Work order:
Copy out each line from the start of the material below until the line with "may be > 250k)", that line included.

Data extracts:
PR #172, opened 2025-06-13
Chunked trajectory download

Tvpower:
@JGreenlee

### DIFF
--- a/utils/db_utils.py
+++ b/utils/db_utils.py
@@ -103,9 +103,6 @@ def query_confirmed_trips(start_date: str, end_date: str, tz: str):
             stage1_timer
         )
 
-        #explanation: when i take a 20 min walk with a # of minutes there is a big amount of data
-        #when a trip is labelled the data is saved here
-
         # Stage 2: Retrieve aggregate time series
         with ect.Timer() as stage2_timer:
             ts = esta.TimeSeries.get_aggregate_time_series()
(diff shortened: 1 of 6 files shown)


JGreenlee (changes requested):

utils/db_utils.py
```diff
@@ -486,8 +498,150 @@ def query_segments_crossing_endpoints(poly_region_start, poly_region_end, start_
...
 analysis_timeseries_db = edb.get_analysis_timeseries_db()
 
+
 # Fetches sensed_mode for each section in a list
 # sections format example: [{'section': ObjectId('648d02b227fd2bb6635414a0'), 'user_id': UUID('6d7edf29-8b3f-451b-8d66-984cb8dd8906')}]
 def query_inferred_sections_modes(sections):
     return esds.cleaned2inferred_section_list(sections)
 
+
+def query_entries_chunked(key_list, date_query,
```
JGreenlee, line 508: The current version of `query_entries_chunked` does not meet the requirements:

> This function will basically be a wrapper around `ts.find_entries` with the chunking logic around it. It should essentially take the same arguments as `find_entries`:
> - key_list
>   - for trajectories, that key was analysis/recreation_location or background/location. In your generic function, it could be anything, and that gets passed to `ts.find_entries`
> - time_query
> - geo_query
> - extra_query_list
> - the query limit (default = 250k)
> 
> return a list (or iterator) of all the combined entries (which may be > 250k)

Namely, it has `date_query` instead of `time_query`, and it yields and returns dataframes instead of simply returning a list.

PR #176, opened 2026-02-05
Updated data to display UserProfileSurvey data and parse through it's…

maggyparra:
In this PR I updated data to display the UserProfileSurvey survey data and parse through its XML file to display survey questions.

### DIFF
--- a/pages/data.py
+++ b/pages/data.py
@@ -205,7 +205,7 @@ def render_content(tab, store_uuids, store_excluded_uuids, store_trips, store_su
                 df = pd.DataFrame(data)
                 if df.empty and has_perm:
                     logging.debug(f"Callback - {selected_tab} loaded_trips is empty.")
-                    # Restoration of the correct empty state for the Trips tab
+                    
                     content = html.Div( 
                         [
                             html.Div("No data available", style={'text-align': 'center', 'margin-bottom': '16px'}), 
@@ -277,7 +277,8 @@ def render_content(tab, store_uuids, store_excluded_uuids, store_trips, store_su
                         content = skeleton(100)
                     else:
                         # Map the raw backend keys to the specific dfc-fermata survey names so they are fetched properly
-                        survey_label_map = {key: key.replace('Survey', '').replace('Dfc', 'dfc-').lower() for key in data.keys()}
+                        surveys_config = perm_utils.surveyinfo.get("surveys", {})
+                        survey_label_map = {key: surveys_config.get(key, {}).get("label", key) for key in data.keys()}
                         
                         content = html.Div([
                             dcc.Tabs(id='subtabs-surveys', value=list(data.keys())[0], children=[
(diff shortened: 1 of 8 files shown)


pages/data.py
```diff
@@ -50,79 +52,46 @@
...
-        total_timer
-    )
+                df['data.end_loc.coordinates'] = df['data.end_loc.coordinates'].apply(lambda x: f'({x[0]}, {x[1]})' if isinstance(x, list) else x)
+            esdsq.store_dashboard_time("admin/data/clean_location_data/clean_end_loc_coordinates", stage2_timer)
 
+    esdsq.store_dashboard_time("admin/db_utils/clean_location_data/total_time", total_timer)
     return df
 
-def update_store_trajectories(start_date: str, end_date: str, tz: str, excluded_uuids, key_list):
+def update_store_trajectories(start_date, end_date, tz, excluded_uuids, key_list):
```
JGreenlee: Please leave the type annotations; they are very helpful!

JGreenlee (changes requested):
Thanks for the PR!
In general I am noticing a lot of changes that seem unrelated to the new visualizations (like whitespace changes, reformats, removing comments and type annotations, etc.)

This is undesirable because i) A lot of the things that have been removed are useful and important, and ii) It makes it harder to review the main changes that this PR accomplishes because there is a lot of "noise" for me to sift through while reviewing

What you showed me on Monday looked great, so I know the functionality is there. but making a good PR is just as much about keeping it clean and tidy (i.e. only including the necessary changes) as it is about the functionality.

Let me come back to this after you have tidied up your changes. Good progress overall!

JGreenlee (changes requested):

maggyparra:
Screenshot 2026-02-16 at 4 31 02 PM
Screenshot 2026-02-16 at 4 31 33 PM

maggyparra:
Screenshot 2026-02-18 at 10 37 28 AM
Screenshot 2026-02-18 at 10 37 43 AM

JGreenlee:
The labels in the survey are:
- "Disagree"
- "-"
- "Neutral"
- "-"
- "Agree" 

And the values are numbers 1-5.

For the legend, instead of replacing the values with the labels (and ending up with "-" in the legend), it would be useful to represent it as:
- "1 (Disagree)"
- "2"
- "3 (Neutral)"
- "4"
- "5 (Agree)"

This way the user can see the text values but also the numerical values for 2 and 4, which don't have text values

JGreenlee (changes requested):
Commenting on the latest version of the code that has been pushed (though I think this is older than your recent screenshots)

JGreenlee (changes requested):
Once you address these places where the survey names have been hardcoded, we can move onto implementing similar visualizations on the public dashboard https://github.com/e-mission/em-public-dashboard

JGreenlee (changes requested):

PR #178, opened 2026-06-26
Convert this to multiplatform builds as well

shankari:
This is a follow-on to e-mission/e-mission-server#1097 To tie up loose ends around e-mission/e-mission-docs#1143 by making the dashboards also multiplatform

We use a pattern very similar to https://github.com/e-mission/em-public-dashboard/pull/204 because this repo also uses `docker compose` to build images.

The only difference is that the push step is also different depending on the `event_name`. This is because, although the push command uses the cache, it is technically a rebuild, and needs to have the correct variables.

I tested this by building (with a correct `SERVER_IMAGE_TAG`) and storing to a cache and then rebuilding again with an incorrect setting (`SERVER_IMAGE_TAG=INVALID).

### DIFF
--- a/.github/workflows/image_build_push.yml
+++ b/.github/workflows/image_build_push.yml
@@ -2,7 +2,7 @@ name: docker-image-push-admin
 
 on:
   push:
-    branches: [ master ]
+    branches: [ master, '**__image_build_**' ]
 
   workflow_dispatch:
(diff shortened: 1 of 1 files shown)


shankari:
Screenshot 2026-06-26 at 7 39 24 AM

Problem solution:
PR #172, opened 2025-06-13
Chunked trajectory download

Tvpower:
@JGreenlee

### DIFF
--- a/utils/db_utils.py
+++ b/utils/db_utils.py
@@ -103,9 +103,6 @@ def query_confirmed_trips(start_date: str, end_date: str, tz: str):
             stage1_timer
         )
 
-        #explanation: when i take a 20 min walk with a # of minutes there is a big amount of data
-        #when a trip is labelled the data is saved here
-
         # Stage 2: Retrieve aggregate time series
         with ect.Timer() as stage2_timer:
             ts = esta.TimeSeries.get_aggregate_time_series()
(diff shortened: 1 of 6 files shown)


JGreenlee (changes requested):

utils/db_utils.py
```diff
@@ -486,8 +498,150 @@ def query_segments_crossing_endpoints(poly_region_start, poly_region_end, start_
...
 analysis_timeseries_db = edb.get_analysis_timeseries_db()
 
+
 # Fetches sensed_mode for each section in a list
 # sections format example: [{'section': ObjectId('648d02b227fd2bb6635414a0'), 'user_id': UUID('6d7edf29-8b3f-451b-8d66-984cb8dd8906')}]
 def query_inferred_sections_modes(sections):
     return esds.cleaned2inferred_section_list(sections)
 
+
+def query_entries_chunked(key_list, date_query,
```
JGreenlee, line 508: The current version of `query_entries_chunked` does not meet the requirements:

> This function will basically be a wrapper around `ts.find_entries` with the chunking logic around it. It should essentially take the same arguments as `find_entries`:
> - key_list
>   - for trajectories, that key was analysis/recreation_location or background/location. In your generic function, it could be anything, and that gets passed to `ts.find_entries`
> - time_query
> - geo_query
> - extra_query_list
> - the query limit (default = 250k)
> 
> return a list (or iterator) of all the combined entries (which may be > 250k)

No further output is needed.